One rather startling contradiction was that when Kallinger's youngest daughter was having health problems, he had written numerous letters to specialists across the country in search of a solution.   That's fairly organized and coherent intellectual behavior from a man who was claiming such extensive disability.  No one seemed to notice the behavioral discrepancy.  He had also taken care of his children over the years, did the family accounting, ran a 12-hour-a-day business, and taken care of his bed-ridden mother, because according to him his wife was not very good at these tasks.

Yet despite his apparent competency to run a home life, he still claimed that he had no memory of being at the home of the victims who were now accusing him.   He could not understand how their valuables had come into his mother's home, and he believed that at the time of the incident, he was probably taking one of his regular naps.

"The only thing that makes any sense to me," he said, "is that someone came into my shop, picked up my prints and placed them on the door by reversing some tape or something."

The prosecutor did not cross-examine him much, but did ask him about the ventilation in his home.   As a parting question, Zimmerman also asked, "What kind of butterfly were you?"

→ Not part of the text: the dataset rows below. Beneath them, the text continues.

Issue #1588, opened 2025-10-03
Fix linked mentions multi-line behavior


zefhemel:
https://community.silverbullet.md/t/linked-mentions-display-multiple-lines-as-one/3322

zefhemel:
This logic has now been completely rewritten, should be better

PR #1688, opened 2025-11-14
Fix issue #1588: Multiline Linked Mentions

FoxtrotFaux:
[This issue](https://github.com/silverbulletmd/silverbullet/issues/1588) is due to that newline characters not being included in the multiline snippet. 

Simplified snippet logic and **temporarily** removed multiline snippets. Please see below.

This is what I have been using locally to make the Linked Mentions look more familiar as a user coming from Logseq.

I will readd multiline logic to this PR depending on what you think.

I feel that for most mentions, adding context lines arbitrarily makes the snippet visually noisy in most cases.

I have the following possibly unwelcome ideas to improve this. I am willing to add them to this PR or separate PRs if you are interested.

Style the context lines with a slightly darker text color or something similar to make the line with the link stand out more. Could hide the context lines behind some sort of caret. 

Include the preceding outline parent (see below) while skipping any lines in between and maybe adding an elipsis to indicate the skipped lines.

```
- Parent
  - Child
  - Child with [[link]]
  - Child
```

Include some succeeding outline children for cases where the link is used as a title for those outline children like below

```
- [[link]]
  - Child
  - Child
  - Child
```

### DIFF
--- a/plugs/index/snippet_extractor.ts
+++ b/plugs/index/snippet_extractor.ts
@@ -11,7 +11,7 @@ export function extractSnippetAroundIndex(
 
   // Find which line contains the index
   const textBeforeIndex = text.slice(0,index);
-  const linesBeforeIndex = textBeforeIndex.matchAll(new RegExp("/\n/","g")).toArray();
+  const linesBeforeIndex = textBeforeIndex.matchAll(new RegExp("\n","g")).toArray();
   targetLineIndex = linesBeforeIndex.length;
 
   if (targetLineIndex === -1) {


zefhemel:
Awesome, thank you for doing this. It's been bugging me forever but never enough to actually act 😆 

Small request is that you run `make check` on the repo, you'll see there's a typecheck error now (see failing tests in this PR also).

The improvements you suggest sound interesting, happy to have a look at them!

FoxtrotFaux:
Yup, this was very much thrown together. I used the wrong regex function as well. Can use match() instead of matchAll() since we're not using capture groups. Don't have to convert to an array that way as well. 

I was expecting you were going to make me reimplement the feature in some way like in my examples.

Will submit the fixes to pass when I get off work. I should be able to set up a new PR for the 2 multiline cases as well. 

I haven't looked at anything else, so not sure how I would go about changing the styling or adding a caret at the moment.

FoxtrotFaux:
Ok that should be good. Ignore what I said about match vs matchAll. I've been doing this on mobile lol

Will get on that other PR

Edit: no, that wasn't good. I will no longer be doing PRs at work dinners on mobile 2 cocktails in. desktop only from now on.

zefhemel:
Ok, I suppose I forgot to mention to also run `make test` to run unit tests, which now fail (because you changed the expected snippets). See build output.

PR #1689, opened 2025-11-15
Added search to the action buttons

zeus-web:
Especially on a mobile device it is a bit cumbersome to get to the search function the silverbullet site.  But search is essential for findeing the needed docs...

### DIFF
--- a/website/CONFIG.md
+++ b/website/CONFIG.md
@@ -49,6 +49,13 @@ config.set {
       end
     },
     {
+      icon = "search",
+      description = "Search",
+      run = function()
+        editor.invokeCommand("Search Space")
+      end
+    },
+    {
       icon = "terminal",
       description = "Run command",
       run = function()


zefhemel:
I agree, but actually think we should enable Silversearch instead. The built in search is quite bad. 

The Dockerfile.website shows how excalidraw is currently included. We can do the same for Silversearch. I can also do it you don't manage.

zeus-web:
I agree! Including silversearch would be even better, i use it here, too.

However, i had no idea about using it on the Silverbullet.md website. Would be great, if you could integrate it, along with a button '-)

Thanks!

zefhemel:
Ok, did this here: https://github.com/silverbulletmd/silverbullet/commit/79df63bd797dd2ebb691788c695e93f99da4f6b0

Thanks for the idea!

PR #1696, opened 2025-11-20
Follow the system theme automatically when dark mode toggle was not set before

LelouchHe:
This pr is to make the app follow the system theme change dynamically. When users haven't toggled dark mode before, the theme will be the same with the system automatically.

The current status is that users have to reload the app after changing the system theme. It might be fine for desktop usage but kind of uneasy on mobile.

https://github.com/user-attachments/assets/654d8de7-6440-4614-9cb6-ed4e52ec6ffd


LelouchHe:
there was some discussion [here](https://github.com/silverbulletmd/silverbullet/pull/1294) on clearing the "darkMode" setting. Once it's toggled, users can't reset it unless it's deleted from IndexedDB manually, which is quite difficult on mobile.

zefhemel:
Thanks!

lutzky:
> there was some discussion [here](https://github.com/silverbulletmd/silverbullet/pull/1294) on clearing the "darkMode" setting. Once it's toggled, users can't reset it unless it's deleted from IndexedDB manually, which is quite difficult on mobile.

This can be made easier using lua.

```lua
clientStore.delete("darkMode")
```

I added that to my `CONFIG`, but you could e.g. make a command of it.

PR #1709, opened 2025-11-26
Fix HEIC/HEIF image MIME type detection

### LINKED ISSUE #1671: Wrong Mime Type for HEIC images
HEIC images reported as application/octet-stream. 

The bug seems to be in server/util.go that in turns calls a go standard mime. 

Based on the go documentation https://cs.opensource.google/go/go/+/go1.25.4:src/mime/type.go;l=104 
The built-in table is small but on unix it is augmented by the local system's MIME-info database or mime.types file(s) if available under one or more of these names:

So probably it is enough to include a good table in the right location in the distribution docker file.

Sadly I am unable to create a pull request :-(

gitlon:
Fix HEIC/HEIF image MIME type detection

Closes #1671.

HEIC and HEIF image files were being reported as `application/octet-stream` instead of proper image MIME type.

To fix, I updated the existing function in `server/util.go`, to include explicit handling for `.heic` and `.heif` extensions.

I also changed this function to make case-insensitive comparisons; eg for the existing markdown detection `.MD` now works like `.md`.

I added new unit tests for this function in `server/util_test.go`.

### DIFF
--- a/server/util.go
+++ b/server/util.go
@@ -6,22 +6,23 @@ import (
 	"strings"
 )
 
+// Custom MIME type mappings for file extensions not in the system database
+var mimeTypeExtMapping = map[string]string{
+	".md":   "text/markdown",
+	".heic": "image/heic",
+	".heif": "image/heic",
+}
+
 // lookupContentTypeFromPath determines MIME type based on file extension
 func LookupContentTypeFromPath(path string) string {
-	ext := filepath.Ext(path)
+	ext := strings.ToLower(filepath.Ext(path))
 
-	// Handle specific file types that may not be in the system MIME database
-	// or need special handling
-	if strings.EqualFold(ext, ".md") {
-		return "text/markdown"
-	}
-	if strings.EqualFold(ext, ".heic") {
-		return "image/heic"
-	}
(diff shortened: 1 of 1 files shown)


server/util.go
```diff
@@ -3,14 +3,25 @@ package server
...
+	// or need special handling
+	if strings.EqualFold(ext, ".md") {
 		return "text/markdown"
 	}
+	if strings.EqualFold(ext, ".heic") {
+		return "image/heic"
+	}
+	if strings.EqualFold(ext, ".heif") {
+		return "image/heic"
+	}
```
zefhemel, line 23: I see where this is going in the future, so perhaps we use this opportunity to refactor this slightly and turn this into a (global) map?

Something along the lines of a global variable:

```go
var mimeTypeExtMapping = map[string]string {
	".md": "text/markdown",
	".heic": "image/heic",
	".heif": "image/heic",
}
```
Combine that with a strings.ToLower(ext) and a lookup. What do you think?

gitlon: Updated per the feedback.

zefhemel:
Awesome, thanks!

PR #1710, opened 2025-11-27
Fix document editors on safari

### LINKED ISSUE #1627: Document editors don't work on safari
I've made the switch in #1526 to modifying the iframe from the outside, which reduced a lot of weird api layers. This works fine in firefox and chrome, but in safari, shortly before the iframe is loaded, the `contentWindow` is somehow replaced and thus all our augmented data/functions are lost. Unsure what the best approach is on fixing this.

Props to Antares in the forum for reporting this.

MrMugame:
Fixes #1627 by basically reverting to the old model.

One thing that annoys me here is that the APIs between codeWidgets and document editors are very different (Which I'm kind of to blame for).

```js
// Document editors
globalThis.silverbullet.syscall(...)
globalThis.silverbullet.sendMessage(...) // For communicating saves etc., basically scoped events
globalThis.silverbullet.addEventListeners(...) // For receiving messages
// Syscall editor.sendMessage(), can be used to send message from the outside (This could just be done using events)

// Panel HTML + Code Widgets
globalThis.syscall(...)
loadJsByUrl(...) // I really don't think anyone is using this
updateHeight() // The height check is also performed for panels
// No way to send data from the outside (no events, etc.)
```

In an ideal world we should remove codeWidgets, update the panel API, remove `editor.sendMessage` and allow users to listen to events. This is probably impossible tho, as people don't really seem to update stuff, both the excalidraw plug and the tree view plug throw a bunch of deprecation warnings ....

### DIFF
--- a/client/components/panel.tsx
+++ b/client/components/panel.tsx
@@ -49,9 +49,6 @@ export function Panel({
         return;
       }
       switch (data.type) {
-        case "event":
-          editor.dispatchAppEvent(data.name, ...data.args);
-          break;
         case "syscall": {
           const { id, name, args } = data;
           editor.clientSystem.localSyscall(name, args).then(
--- a/client/components/panel_html.ts
+++ b/client/components/panel_html.ts
@@ -8,11 +8,11 @@ export const panelHtml = `<!DOCTYPE html>
 const pendingRequests = new Map();
 let syscallReqId = 0;
 
-self.syscall = async (name, ...args) => {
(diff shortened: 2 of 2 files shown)


zefhemel:
Seems to work as advertised. 

Regarding your comments, I agree that codeWidgets should be phased out. Problem is that I do not have a clear picture of who's using them (outside the core). I know excalidraw is one, here we can offer help (I have created PRs to third-party plugs before).

PR #1711, opened 2025-11-27
Improve links in frontmatter

tgorochowik:
Without this, only a single quoted link would be rendered properly inside frontmatter, i.e:
```yaml
a: "[[link]]"
b: "https://silverbullet.md"
c: "[[link]] asdas"          # wouldn't work
d: "[[link]] [[das]]"        # wouldn't work - would render a link to: link]] [[das
e: '[[link]]'                # wouldn't work
```

With this change, the following works as expected:
```yaml
a: "[[aaaa]]"
b: "[[aaa]a]]"
c: "[[aaaa]] sadasd"
d: "[[aaaa]] [[bbbb]]"
e: "[[aaaa]] @ [[bbbb]]"
f: [[bbbb]]                  # this will NOT be rendered as a link as it's a valid yaml array (in array)
g: "https://silverbullet.md"
h: "https://silverbullet.md https://github.com"
i: "asd ads https://silverbullet.md"
j: '[[asdas]]'
```

Note that the links are rendered only when the cursor is outside the whole frontmatter block.
I am not sure what is preferred - before this patch wiki links would be rendered when the cursor was outside the whole block, but regular urls would be rendered when the cursor was outside the url itself, so it was kind of inconsistent.

I am also attaching a few screenshots.

Before this change:

With this change, with the cursor outside of the frontmatter block:

With this change, with the cursor inside the frontmatter block:

Thougts?

### DIFF
--- a/client/codemirror/frontmatter.ts
+++ b/client/codemirror/frontmatter.ts
@@ -9,6 +9,7 @@ import {
 } from "./util.ts";
 import type { Client } from "../client.ts";
 import {
+  frontmatterQuotesRegex,
   frontmatterUrlRegex,
   frontmatterWikiLinkRegex,
 } from "../markdown_parser/constants.ts";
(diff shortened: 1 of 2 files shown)


zefhemel:
Yeah it's not entirely clear if this live preview should be enabled at a granular or more broader level. I played with your solution and I kind of like it. So let's go with this for now. Thank you!

PR #1712, opened 2025-11-28
feat: Add linkName attribute support for wiki link autocomplete

mweichert:
## Summary

- Add support for `linkName` frontmatter attribute that controls the alias text inserted during wiki link autocomplete
- Precedence order: `linkName` > `displayName` > page name
- Allows users to have separate link text from display name

## Use Case

For a page named "Randy Mario Poffo" with frontmatter:
```yaml
---
linkName: Randy Savage
displayName: Macho Man
---
```

Selecting this page from autocomplete inserts: `[[Randy Mario Poffo|Randy Savage]]`

This separates the concept of "how this page appears in links" (`linkName`) from "how this page is displayed in the UI" (`displayName`).

## Changes

- Modified `plugs/editor/complete.ts` to check for `linkName` before falling back to `displayName`
- Updated detail text in autocomplete to indicate which attribute is being used

## Test plan

- [ ] Create a page with `linkName` in frontmatter
- [ ] Verify autocomplete inserts `[[pagename|linkName]]`
- [ ] Create a page with only `displayName` - verify existing behavior unchanged
- [ ] Create a page with both - verify `linkName` takes precedence

### DIFF
--- a/plugs/editor/complete.ts
+++ b/plugs/editor/complete.ts
@@ -96,20 +96,23 @@ export async function pageComplete(completeEvent: CompleteEvent) {
 
       if (isWikilink) {
         // A [[wikilink]]
-        if (pageMeta.displayName) {
-          const decoratedName = namePrefix + pageMeta.displayName;
+        const linkAlias = pageMeta.linkName || pageMeta.displayName;
+        if (linkAlias) {
+          const decoratedName = namePrefix + linkAlias;
           let boost = new Date(pageMeta.lastModified).getTime();
           if (pageMeta._isAspiring) {
             boost = -Infinity;
           }
           completions.push({
-            label: pageMeta.displayName,
+            label: linkAlias,
             displayLabel: decoratedName,
             boost,
             apply: pageMeta.tag === "template"
               ? pageMeta.name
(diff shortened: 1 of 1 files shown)


mweichert:
Btw, absolutely love what you've created with Silverbullet! Keep up the great work!

zefhemel:
I understand what this does, but what is the scenario where you need this level of control? Is displayName not sufficient?

mweichert:
Sorry for the pause - travelling at the moment.

My particular use case is when I reference my wife, son, and close family members. I have People pages like `People/William Weichert`. When I view that page, the displayName is "William "Hayes" Weichert. Hayes is William's Nickname.

When I'm journalling, I like to write something like `Went for a walk with Hayes today`. So when I write `Went for a walk with [[` and then use the arrow keys to select which page, I want to select `People/William Weichert|Hayes`. But when I look at the `People/William Weichert` page, I want the `displayName` to be `William "Hayes" Weichert`.

I publish my people pages to external sources to use as contact information. So having the displayName as "Hayes" isn't ideal to my liking.

zefhemel:
Alright, fair enough. We should really have both of these documented, I don't think this is currently explained anywhere except in the code 😆

PR #1715, opened 2025-12-02
Space Lua: Add `<const>` attribute

mjf:
- First commit shows the general idea of implementing `<const>` attribute on top of current Space Lua codebase.
- The second one shows some more effort to move validation to parse time and allows for new attributes in the future.
- Also adds comprehensive test suite for the `<const>` attribute.


zefhemel:
Very nice. No notes.

PR #744, opened 2020-03-04
[zeroex/ordervalidator]: Add StaticCall support for `checkGasPrice`

jalextowle:
## Description
The 0x V3 protocol supports several asset data types that Mesh does not currently support. Several use cases have recently surfaced that use StaticCall asset data in the `makerFeeAssetData` field of the order, so this pull request provides a foundation for supporting specific types of staticcalls.


zeroex/asset_data_decoder.go
```diff
@@ -55,10 +59,17 @@ type ERC1155AssetData struct {
 type ERC20BridgeAssetData struct {
 	TokenAddress  common.Address
 	BridgeAddress common.Address
-	Calldata      []byte
+	BridgeData    []byte
```
jalextowle: ABIs don't hash parameter names into function selectors so this slipped through the cracks. Changing it back to agree with the implementation.

ethereum/contract_addresses.go
```diff
@@ -138,3 +121,22 @@ func ValidateContractAddressesForChainID(chainID int, addresses ContractAddresse
...
+		ERC1155Proxy:        common.HexToAddress("0x6a4a62e5a7ed13c361b176a5f62c2ee620ac0df8"),
+		Exchange:            common.HexToAddress("0x48bacb9266a570d521063ef5dd96e61686dbe788"),
+		Coordinator:         common.HexToAddress("0x4d3d5c850dd5bd9d6f4adda3dd039a3c8054ca29"),
+		CoordinatorRegistry: common.HexToAddress("0xaa86dda78e9434aca114b6676fc742a18d15a1cc"),
+		DevUtils:            common.HexToAddress("0xa31e64ea55b9b6bbb9d6a676738e9a5b23149f84"),
+		WETH9:               common.HexToAddress("0x0b1ba0af832d7c05fd64161e0db78e85978e8082"),
+		ZRXToken:            common.HexToAddress("0x871dd7c2b4b25e1aa18728e9d5f2af4c4e431f5c"),
+		ChaiBridge:          common.HexToAddress("0x0000000000000000000000000000000000000000"),
+		ChaiToken:           common.HexToAddress("0x0000000000000000000000000000000000000000"),
+		MaximumGasPrice:     common.HexToAddress("0x0000000000000000000000000000000000000000"),
```
jalextowle: This is currently failing because `MaximumGasPrice` was not deployed on Ganache. I'm going to fix that in the monorepo, which should fix this.

ethereum/contract_addresses.go
```diff
@@ -138,3 +121,22 @@ func ValidateContractAddressesForChainID(chainID int, addresses ContractAddresse
...
+		Exchange:            common.HexToAddress("0x48bacb9266a570d521063ef5dd96e61686dbe788"),
+		Coordinator:         common.HexToAddress("0x4d3d5c850dd5bd9d6f4adda3dd039a3c8054ca29"),
+		CoordinatorRegistry: common.HexToAddress("0xaa86dda78e9434aca114b6676fc742a18d15a1cc"),
+		DevUtils:            common.HexToAddress("0xa31e64ea55b9b6bbb9d6a676738e9a5b23149f84"),
+		WETH9:               common.HexToAddress("0x0b1ba0af832d7c05fd64161e0db78e85978e8082"),
+		ZRXToken:            common.HexToAddress("0x871dd7c2b4b25e1aa18728e9d5f2af4c4e431f5c"),
+		ChaiBridge:          common.HexToAddress("0x0000000000000000000000000000000000000000"),
+		ChaiToken:           common.HexToAddress("0x0000000000000000000000000000000000000000"),
+		MaximumGasPrice:     common.HexToAddress("0x2c530e4ecc573f11bd72cf5fdf580d134d25f15f"),
+	}
```
fabioberger: 🙏

zeroex/asset_data_decoder.go
```diff
@@ -55,10 +68,21 @@ type ERC1155AssetData struct {
...
+}
+
+// StaticCallAssetData represents a StaticCallAssetData
+type StaticCallAssetData struct {
+	StaticCallTargetAddress common.Address
+	StaticCallData          []byte
```
fabioberger: Are there somehow the canonical field names? Otherwise, I'd be in favor of dropping the `StaticCall` prefix as it stutters.

zeroex/orderwatch/order_watcher.go
```diff
@@ -1730,6 +1730,14 @@ func (w *Watcher) addAssetDataAddressToEventDecoder(assetData []byte) error {
...
 		w.eventDecoder.AddKnownERC1155(decodedAssetData.Address)
 		w.contractAddressToSeenCount[decodedAssetData.Address] = w.contractAddressToSeenCount[decodedAssetData.Address] + 1
+	case "StaticCall":
+		var decodedAssetData zeroex.StaticCallAssetData
+		err := w.assetDataDecoder.Decode(assetData, &decodedAssetData)
+		if err != nil {
+			return err
+		}
+		// NOTE(jalextowle): Only one staticcall is supported right now,
+		// so we don't neeed to add any addresses to the event decoder
```
fabioberger: I think this comment should be adjusted to explain that the only currently supported static call is to a function that does not rely on on-chain state and therefore no additional contract events need to be watched to watch those orders.

zeroex/ordervalidator/order_validator.go
```diff
@@ -782,6 +789,28 @@ func (o *OrderValidator) isSupportedAssetData(assetData []byte) bool {
...
+	case "checkGasPrice":
+		var decodedStaticCallData zeroex.CheckGasPriceStaticCallData
+		err := o.assetDataDecoder.Decode(staticCallAssetData.StaticCallData, &decodedStaticCallData)
+		if err != nil {
+			return false
+		}
+		// We currently restrict the `checkGasPrice` staticcall to the known MaximumGasPrice contract.
+		if o.contractAddresses.MaximumGasPrice == constants.NullAddress || staticCallAssetData.StaticCallTargetAddress != o.contractAddresses.MaximumGasPrice {
+			return false
+		}
```
fabioberger: We only check the contract address here. Where do we validate that it's calling one of the two functions expected? If we aren't validating the function and only the contract, then let's remove the function ABI's from the ABI decoder.

zeroex/asset_data_decoder.go
jalextowle: These are the canonical field names from the contracts. I'd prefer to stick with those in these structures and in the ABIs so that the contracts can be the single source of truth for these names.

zeroex/ordervalidator/order_validator.go
jalextowle: We validate that by decoding the `staticCallData`. We first get the name of the staticcall that is encoded by the `staticCallData`. Then if it is `checkGasPrice` (the name of one of our two functions), we actually decode the data to ensure that it is a valid `checkGasPrice` staticcall.

It's only when we've confirmed that the `staticCallData` encodes a valid `checkGasPrice` staticcall that we check the contract address. Is there something that I'm missing about the ABI Decoder? My assumption was that I could use its `Decode` function to validate that a given `staticCallData` satisfies a given ABI.

fabioberger: Ah yep, that sounds good enough, I must have just misread. Thanks for clarifying.

zeroex/orderwatch/order_watcher.go
```diff
@@ -1730,6 +1730,16 @@ func (w *Watcher) addAssetDataAddressToEventDecoder(assetData []byte) error {
...
+	case "StaticCall":
+		var decodedAssetData zeroex.StaticCallAssetData
+		err := w.assetDataDecoder.Decode(assetData, &decodedAssetData)
+		if err != nil {
+			return err
+		}
+		// NOTE(jalextowle): The only staticcall that is currently supported
+		// only relies on transaction gas price. This means that we do not need
+		// to monitor any new contract addresses because the only supported
+		// staticcall doesn't rely on any blockchain state state.
```
albrow:
```suggestion
		// staticcall doesn't rely on any blockchain state.
```

zeroex/asset_data_decoder.go
```diff
@@ -55,10 +68,21 @@ type ERC1155AssetData struct {
 type ERC20BridgeAssetData struct {
 	TokenAddress  common.Address
 	BridgeAddress common.Address
-	Calldata      []byte
+	BridgeData    []byte
+}
+
+// StaticCallAssetData represents a StaticCallAssetData
```
albrow: nit: I know this PR isn't the first time this type of comment showed up, but this doesn't add any useful information and IMO we'd be better off removing it. Alternatively we can replace it with a comment that provides some more context.

zeroex/ordervalidator/order_validator_test.go
```diff
@@ -210,6 +210,131 @@ func TestBatchValidateAValidOrder(t *testing.T) {
...
+	orderValidator, err := New(ethRPCClient, constants.TestChainID, constants.TestMaxContentLength, ganacheAddresses)
+	require.NoError(t, err)
+
+	accepted, rejected := orderValidator.BatchOffchainValidation(signedOrders)
+	assert.Len(t, accepted, 0)
+	require.Len(t, rejected, 1)
+	testSignedOrder.ResetHash()
+	expectedOrderHash, err := testSignedOrder.ComputeOrderHash()
+	require.NoError(t, err)
+	assert.Equal(t, expectedOrderHash, rejected[0].OrderHash)
```
albrow: As I mentioned in Slack, let's actually check the `RejectedOrderStatus` here instead of just checking that the order was rejected.

PR #745, opened 2020-03-04
Release version 9.1.0

albrow:


docs/browser-bindings/browser/README.md
```diff
@@ -1,6 +1,13 @@
+# @0x/mesh-browser - v9.1.0
```
jalextowle: It doesn't look like `docs/browser-bindings/browser/reference.md` was created. We will need this for the gitbook setup to work correctly.

jalextowle: I approved, but we should make sure this is addressed before merging

PR #753, opened 2020-03-09
Fix race condition in Typescript RPC tests

jalextowle:


jalextowle:
This didn't really fix the problem and this PR will be closed in favor of a later fix

PR #754, opened 2020-03-09
Decrease max bytes/s from 100 MiB to 1 MiB

albrow:
Since https://github.com/0xProject/0x-mesh/pull/692 was implemented we have been seeing vastly reduced bandwidth usage. We can now safely reduce the per-IP bandwidth limits.

### DIFF
--- a/p2p/node.go
+++ b/p2p/node.go
@@ -68,9 +68,7 @@ const (
 	chanceToCheckBandwidthUsage = 0.1
 	// defaultMaxBytesPerSecond is the maximum number of bytes per second that a
 	// peer is allowed to send before failing the bandwidth check.
-	// TODO(albrow): Reduce this limit once we have a better picture of what
-	// real world bandwidth should be.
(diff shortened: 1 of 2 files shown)


p2p/node.go
```diff
@@ -68,9 +68,7 @@ const (
 	chanceToCheckBandwidthUsage = 0.1
 	// defaultMaxBytesPerSecond is the maximum number of bytes per second that a
 	// peer is allowed to send before failing the bandwidth check.
-	// TODO(albrow): Reduce this limit once we have a better picture of what
-	// real world bandwidth should be.
-	defaultMaxBytesPerSecond = 104857600 // 100 MiB.
+	defaultMaxBytesPerSecond = 1048576 // 1 MiB.
```
jalextowle: Should we add a new comment back in here?

albrow: 👍Just updated the comments in both places.

PR #756, opened 2020-03-13
Support adding multiple orders to Watcher.add in a single batch.

albrow:
This PR solves one of the main performance bottlenecks for order propagation speed, especially when adding many orders at once. Prior to this PR, `orderwatch.Watcher.add` only accepted one order at a time. This PR updates it to accept multiple orders in an array, which means we can add all of them in a single database transaction.

One side-effect of this PR is that it is slightly more likely to end up with more than `MAX_ORDERS_IN_STORAGE` in storage temporarily. The chance of that happening is still slim, it would never exceed the maximum batch size, and would quickly be corrected. I think this trade-off is worth it.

This was meant to show the jury the nature of the faking.   If one was a butterfly for over nine centuries, one would presumably know what kind.

Kallinger did not have a quick come-back.   He just said, "Oh, no particular kind."

During the final day, Kallinger was literally dragged into court, protesting that he was too ill to attend.   He'd been vomiting all night.  The judge did not excuse him.

In closing, Zimmerman emphasized the positive identifications, the fingerprints, and the stolen jewelry.   The burglary was well-planned.  Kallinger's attorneys said that he was in Philadelphia on the day the crime had taken place, but even if he had been at the home where the incident occurred, he did not know what he was doing and he did not know that it was wrong.  He suffered from "toxic derangement" from the chemicals he inhaled in his years of work as a cobbler.

The case went to the jury on September 19.   Both sides wondered how these twelve people would be affected by Kallinger's testimony, but they did not have to wait long.